Checkpointing¶
A useful option, especially for long runs, is to be able to store the state of pocoMC in a file and also the to use
that file in order to later continue the same run. This can help avoid disastrous situations in which a run is interrupted
or terminated prematurely (e.g. due to time limitation in computing clusters or possible crashes).
Fortunately, pocoMC offers both options to save and load a previous state of the sampler.
Save¶
In order to save the state of the sampler during the run, one has to specify how often to save the state in a file. This is
done using the save_every argument in the run method. The default is save_every=None which means that no state
is saved during the run. If instead we want to store the state of pocoMC every e.g. 3 iterations, we would do
something like:
sampler.run(save_every = 3)
The default directory in which the state files are saved is a folder named states in the current directory. One can change
this using the output_dir argument when initialising the sampler (e.g. output_dir = "new_run"). By default, the state
files follow the naming convention pmc_{i}.state where i is the iteration index.
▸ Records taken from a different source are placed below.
PR #2867, opened 2026-08-26
Make the Lilygo T-2CAN use INT rather than INT0/INT1

jonny5532:
### What
Due to me misreading the schematic, the previous LilyGo T-2CAN FD integration had a modified HAL and driver to use the `INT0`/`INT1` pins instead of `INT` (since `INT` wasn't very obvious).

This rolls back those changes, which also fully restores the use of `IO3` for `BMS_POWER`

Well done @ekholm for spotting it!

### Why
Simpler code, and means people won't have to mess with DIP switches.

> [!TIP]

### DIFF
--- a/Software/src/communication/can/comm_can.cpp
+++ b/Software/src/communication/can/comm_can.cpp
@@ -190,24 +190,12 @@ bool init_CAN() {
 
     auto cs_pin = esp32hal->MCP2517_CS();
     auto int_pin = esp32hal->MCP2517_INT();
-    auto int0_pin = esp32hal->MCP2517_INT0();
-    auto int1_pin = esp32hal->MCP2517_INT1();
 
-    if (!esp32hal->alloc_pins("CANFD", cs_pin)) {
+    if (!esp32hal->alloc_pins("CANFD", cs_pin, int_pin)) {
       return false;
     }
-    if (int_pin != GPIO_NUM_NC) {
-      if (!esp32hal->alloc_pins("CANFD", int_pin)) {
-        return false;
-      }
-    } else {
-      if (!esp32hal->alloc_pins("CANFD", int0_pin, int1_pin)) {
-        return false;
-      }
-    }
 
-    canfd = new ACAN2517FD(cs_pin, *SPI2517, int_pin != GPIO_NUM_NC ? int_pin : 255,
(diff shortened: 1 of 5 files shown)


ekholm:
Tested — this is the same change I measured before you filed it, so here are the numbers as
test evidence.

Rig: two T-2CAN FD boards back-to-back, classic 500k, peer offering ~425 frames/s,
**receiving board fully silent** (important — see below). Same image, one define apart,
A/B on the HAL half of exactly this PR's change
([our equivalent branch](https://github.com/ekholm/Battery-Emulator/commit/a5f8a2303308ce80b92fd5ae30baa1557bae3065),
which this PR supersedes and cleans up properly):

| configuration | RX at the application | interrupts |
|---|---|---|
| stock pins (`INT0=9/INT1=3`, DIP switches as shipped) | 55–56 frames/s | **0** |
| `INT` on GPIO8 (this PR's pin map) | **292 frames/s** | **exactly 1 per frame** (14,630 : 14,632) |

The stock 55/s is the driver's 500 ms timeout drain doing all the work (27-deep FIFO / 0.5 s
= 54 predicted), reproduced to the frame across three independent measurements. With the
dedicated INT the ceiling is gone; the residual gap to line rate is per-frame SPI servicing
cost, not interrupts — a separate topic.

Two notes for anyone else testing:

- **Loopback cannot verify this.** In loopback the same broken pin map measures a
  healthy-looking ~480 frames/s, because every received frame was just transmitted and the TX
  interrupt (which *is* wired, GPIO9) drains the RX FIFO as a side effect. You need a peer and
  a silent DUT.
- **DIP switches stop mattering with this PR.** As shipped they're open (under the Kapton
  tape), which is why the old INT1-on-IO3 path never delivered an RX interrupt out of the box;
  with the dedicated INT they can stay untouched in either position — though if GPIO3 is used
  for BMS_POWER (restored by this PR), they should stay open so the chip's INT1 pad and
  BMS_POWER never share the net.

Also checked: this composes with #2652 (the driver-file edits merge cleanly; only
`platformio.ini` needs a trivial resolution, whichever lands second).

dalathegreat (approved):

dalathegreat:
Unit test PrechargeControlTests.StepSizeFollowsTheDistanceBands fails due to unrelated changes in another PR. Merging this one!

For instance, if save_every=3 was
specified then the output_dir directory will include the files pmc_3.state, pmc_6.state, etc. One can also change
the label from pmc to anything else by using the output_label argument when initialising the sampler (e.g.
output_label="grav_waves").
Load¶
Loading a previous state of the sampler and resuming the run from that point requires to provide the path to the specific state
file to the run method using the resume_state_path argument. For instance, if we want to continue the run from the
pmc_3.state which is in the states directory, we would do:
sampler.run(resume_state_path = "states/pmc_3.state")
Load and Add More Samples¶
It is possible to add more samples to a finished run. This is useful when one wants to experiment with small runs until they get their analysis right, and then increase the number of required posterior samples to get publication-quality results. When save_every is not None, pocoMC will save a final file when sampling is done. By default, this is called pmc_final.state. We can load this state and change the termination criteria in order to add more samples, as follows:
sampler.run(n_total=16384, # This is the number of samples we want to draw in total, including the ones we already have.
n_evidence=16384, # This is the number of samples we want to draw for the evidence estimation.
resume_state_path = "states/pmc_final.state")
In this case, we chose to terminate sampling when the total ESS exceeds n_total=16384, which is higher than the default value of n_total=4096. Furthermore, we also provided a higher number of samples used for the evidence estimation. This means that the new evidence estimate will be more accurate than the original. However, could have chose to set n_evidence=0 and only added more posterior samples.